Try it ▸ Among the lines below, return each one that contains the word "WholeBodyStaticMeshName".

Given data ▸

PR #121, opened 2022-12-19
RRRobotModelInfo add WholeBodyStaticMeshName

Tadinu:
* RRRobotModelInfo add WholeBodyStaticMeshName, read by RRSDFParser due to only being used for .world file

Your solution ▸
RRRobotModelInfo add WholeBodyStaticMeshName
* RRRobotModelInfo add WholeBodyStaticMeshName, read by RRSDFParser due to only being used for .world file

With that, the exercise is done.